Cyclostationarity Analysis as a Complement to Self-Supervised Representations for Speech Deepfake Detection

TL;DR

A cyclostationarity-inspired acoustic feature extraction framework for speech deepfake detection based on spectral correlation density (SCD) is introduced, which highlights cyclostationary signal analysis as a theoretically grounded and effective front end for speech deepfake detection.

Abstract

Speech deepfake detection (SDD) is essential for maintaining trust in voice-driven technologies and digital media. Although recent SDD systems increasingly rely on self-supervised learning (SSL) representations that capture rich contextual information, complementary signal-driven acoustic features remain important for modeling fine-grained structural properties of speech. Most existing acoustic front ends are based on time-frequency representations, which do not fully exploit higher-order spectral dependencies inherent in speech signals. We introduce a cyclostationarity-inspired acoustic feature extraction framework for SDD based on spectral correlation density (SCD). The proposed features model periodic statistical structures in speech by capturing spectral correlations between frequency components. In particular, we propose temporally structured SCD features that characterize the evolution of spectral and cyclic-frequency components over time. The effectiveness and complementarity of the proposed features are evaluated using multiple countermeasure architectures, including convolutional neural networks, SSL-based embedding systems, and hybrid fusion models. Experiments on ASVspoof 2019 LA, ASVspoof 2021 DF, and ASVspoof 5 demonstrate that SCD-based features provide complementary discriminative information to SSL embeddings and conventional acoustic representations. In particular, fusion of SSL and SCD embeddings reduces the equal error rate on ASVspoof 2019 LA from $8.28\%$ to $0.98\%$, and yields consistent improvements on the challenging ASVspoof 5 dataset.

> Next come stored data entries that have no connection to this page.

PR #243, opened 2026-07-21
build: add BuildKit cache mount for pnpm store in Dockerfile

### LINKED ISSUE #205: [Chore] Add BuildKit cache mount for pnpm store
### Description
Docker builds take ~5 minutes, mostly driven by installing `node_modules` (~1.4GB — native binaries like `sharp`, Prisma engines, Sentry tooling). The Dockerfile's `deps` stage runs a plain `pnpm install --frozen-lockfile` with no persistent cache, so every deploy re-downloads all dependencies from scratch even when only one package changed.

### Why
We're a non-profit running everything on a single self-hosted VPS — every extra minute of build time is CPU/bandwidth spent that doesn't need to be, and re-downloading unchanged deps on every deploy is pure waste. A BuildKit cache mount needs no new infra or service, it's a free win.

### How
Add a BuildKit cache mount (`--mount=type=cache,id=pnpm,target=<pnpm store path>`) to the `deps` stage's install step in `Dockerfile`. pnpm's store is content-addressable, so this persists across builds on Coolify's host and only fetches new/changed packages going forward — existing deps are reused as-is. Requires builds to run on the same persistent Docker host, already true for a normal self-hosted Coolify setup.

### Dependencies
None directly, but touches the same Dockerfile stages as #206 (migrate build split) — worth sequencing together or in the same PR.

david-fs-valente:
## Summary
- Docker builds currently run a plain `pnpm install --frozen-lockfile` in the `deps` stage with no persistent cache, so every deploy re-downloads all of node_modules (~1.4GB, including native binaries like sharp, Prisma engines, and Sentry tooling) from scratch even when only one package changed.
- Adds a BuildKit cache mount (`--mount=type=cache,id=pnpm,target=/pnpm/store`) to the `deps` stage's install step, combined with `pnpm config set store-dir /pnpm/store` so pnpm's content-addressable store actually persists at that mounted path across builds on the self-hosted VPS (Coolify), instead of re-fetching unchanged packages every deploy.
- No other stages were restructured — this only touches the `deps` stage's install `RUN` step.

Closes #205

## Verification
- `pnpm lint` — clean, no issues in touched files.
- `pnpm typecheck` — clean.
- `docker build --target deps` — builds successfully.
- Manually verified the cache mount actually works: forced the install layer to re-run (via a temporary cache-busting `ARG`, since layer invalidation is otherwise needed to observe reuse) while keeping the persistent `/pnpm/store` mount intact. Result: pnpm reported `reused 1146/1148` packages, `downloaded 0`, and the install step finished in ~15s versus ~75-90s on a cold store. Confirms the intended bandwidth/build-time savings on repeat builds where the lockfile is largely unchanged.
- Did not measure real-world build-time improvement on the actual Coolify/VPS host — that depends on the BuildKit cache directory persisting there across deploys, which this PR can't verify locally.

## Note for reviewers
Per issue #205's "Dependencies" note, this shares the `deps`/`builder` Dockerfile stages with issue #206 (migrate build split), so it may be worth reviewing together. #206 itself is out of scope for this PR.

### DIFF
--- a/Dockerfile
+++ b/Dockerfile
@@ -21,7 +21,10 @@ COPY prisma ./prisma
 # BuildKit cache mount lets pnpm skip re-downloading unchanged packages —
 # `store-dir` is pinned explicitly so pnpm actually writes into the mounted
 # path instead of whatever its platform default would otherwise resolve to.
-RUN --mount=type=cache,id=pnpm,target=/pnpm/store \
+# `sharing=locked` serializes access to the mount so two overlapping builds
+# on the same host (e.g. Coolify deploying two branches at once) can't race
+# on writes to the store.
+RUN --mount=type=cache,id=pnpm,target=/pnpm/store,sharing=locked \
   if [ -f pnpm-lock.yaml ]; then \
     pnpm config set store-dir /pnpm/store && \
     pnpm install --frozen-lockfile; \
--- a/Dockerfile
+++ b/Dockerfile
@@ -16,9 +16,14 @@ WORKDIR /app
 COPY package.json package-lock.json* pnpm-lock.yaml* ./
 COPY prisma ./prisma
 
-# Install dependencies based on the preferred package manager
-RUN \
+# Install dependencies based on the preferred package manager.
+# The pnpm store is content-addressable, so persisting it across builds via a
+# BuildKit cache mount lets pnpm skip re-downloading unchanged packages —
+# `store-dir` is pinned explicitly so pnpm actually writes into the mounted
+# path instead of whatever its platform default would otherwise resolve to.
+RUN --mount=type=cache,id=pnpm,target=/pnpm/store \
   if [ -f pnpm-lock.yaml ]; then \
+    pnpm config set store-dir /pnpm/store && \
     pnpm install --frozen-lockfile; \
   elif [ -f package-lock.json ]; then \
     npm ci; \


david-fs-valente:
## Non-blocking suggestions

- **Cache mount concurrency:** the mount uses the default `sharing=shared` mode. That's fine for pnpm's content-addressable store in the common case (single serialized deploy at a time), but if Coolify ever triggers overlapping builds on the same host (e.g. two branches deploying concurrently), consider `sharing=locked` to rule out any store-write races. Not urgent given this team's deploy cadence — just flagging for awareness.
- **BuildKit-on-Coolify assumption:** the PR description notes real-world persistence on the VPS couldn't be verified locally, which is reasonable to merge without. Worth a quick post-merge check that a couple of consecutive deploys actually show the `reused X/Y packages` speedup in the Coolify build logs — since the `deps` layer is skipped entirely via normal Docker layer caching whenever the lockfile is unchanged, the cache-mount benefit is only observable on lockfile-changing deploys. (Side note, not a new risk: the Dockerfile already depends on BuildKit today via the existing `--mount=type=secret` for `SENTRY_AUTH_TOKEN` in the `builder` stage, so this PR isn't introducing a new hard dependency on BuildKit — just confirming the assumption holds is worthwhile.)

PR #4258, opened 2026-05-15
Convert divertor data structure to dataclass

timothy-nunn:


process/models/stellarator/stellarator.py
```diff
@@ -1009,27 +1008,27 @@ def st_fwbs(self, output: bool):
                     self.data.fwbs.p_tf_nuclear_heat_mw = 0.0e0
 
         #  Divertor mass
-        #  N.B. divertor_variables.a_div_surface_total is calculated in stdiv after this point, so will
+        #  N.B. self.data.divertor.a_div_surface_total is calculated in stdiv after this point, so will
```
clmould, line 1011: Is this comment still relevant? I can't find `stdiv` anywhere in the code

clmould (approved):

process/models/stellarator/stellarator.py
timothy-nunn: Neither can I but I think the general sentiment (that a_div_surface_total is 0 on the first iteration) is still true so I would be inclined to keep the comment as is

PR #4286, opened 2026-06-03
Correct output_prefix when bare IN.DAT used

### LINKED ISSUE #4285: Running `IN.DAT` creates two MFILES
Running a file named `IN.DAT` creates two MFILES:
- `.MFILE.DAT`
- `MFILE.DAT`

The former contains the MFILE output, and the latter contains a copy of the input file.

timothy-nunn:
Ensures that:
1. Two MFILES/OUTDAT's can never be created for one input file
2. The MFILE/OUTDAT are correctly named when a `IN.DAT` input file is used


je-cook (approved):
Thanks Tim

The results highlight cyclostationary signal analysis as a theoretically grounded and effective front end for speech deepfake detection.

Figures (9)

• Figure 1: Visualization of four modulated signals $x_1[n]$–$x_4[n]$ defined in \ref{['eq:ex1_1']}–\ref{['eq:ex1_4']}. From top to bottom: time-domain waveforms (first 320 samples, corresponding to 20 ms), STFT spectrograms, two-dimensional SCD representations $\text{SCD}(f,\alpha)$, one-dimensional $\text{SCD}(\alpha)$ obtained by averaging $\text{SCD}(f,\alpha)$ over spectral frequency $f$, and one-dimensional $\text{SCD}(f)$ obtained by averaging over cyclic frequency $\alpha$. For clarity of visualization, the one-dimensional $\text{SCD}(\alpha)$ and $\text{SCD}(f)$ plots are shown over the frequency range $\alpha, f \in [0, 1000]$ Hz.
• Figure 2: Comparison of bonafide and synthesized speech signals in the time and cyclostationary domains. Top row: Time-domain waveforms of the original (bonafide) speech signal and speech synthesized using sinusoidal modeling, LPC, WORLD, and neural vocoders. Middle row: Corresponding SCD representations $\text{SCD}(f,\alpha)$. Bottom row: SCD difference maps between the bonafide and synthesized signals, highlighting vocoder-induced artifacts. All synthesized signals were generated from the same bonafide utterance. For the clarity of visualization, only the first one-second long portion of the speech waveforms are displayed in the figure while SCD representations are estimated using the entire utterance.
• Figure 3: Estimation of conventional and proposed temporal SCD features ($\text{SCD}_a$, $\text{SCD}_b$) from speech signal $s[n]$. $^{*}$ denotes complex conjugation.
• Figure 4: Visualization of time–frequency representations for a bonafide speech signal and its HiFi-GAN (v3) synthetic version. The first row shows the STFT spectrogram, the temporal SC representation $\mathrm{SCD}_a(\alpha,t)$, and the spectral-domain representation $\mathrm{SCD}_b(f,t)$ for the bonafide signal. The second row shows the corresponding representations for the synthetic signal. The third row depicts relative difference maps between the bonafide and synthetic features.
• Figure 5: Block diagrams of the four evaluated speech deepfake detection CMs: (a) SE-Res2Net50 CM using handcrafted acoustic features; (b) SSL–SE-Res2Net50 CM using frozen Wav2Vec 2.0 frame-level features; (c) SSL-only CM using utterance-level Wav2Vec 2.0 embeddings with lightweight projection layers; and (d) embedding fusion CM combining frozen SE-Res2Net50 and SSL embeddings via weighted sum (W. Sum), addition (Add), or concatenation (Concat.). Dashed blocks denote frozen modules; solid blocks denote trainable layers. The dimensionalities of intermediate representations are shown. The table reports the number of trainable parameters for each system (rounded to the nearest thousand), excluding the frozen SSL backbone.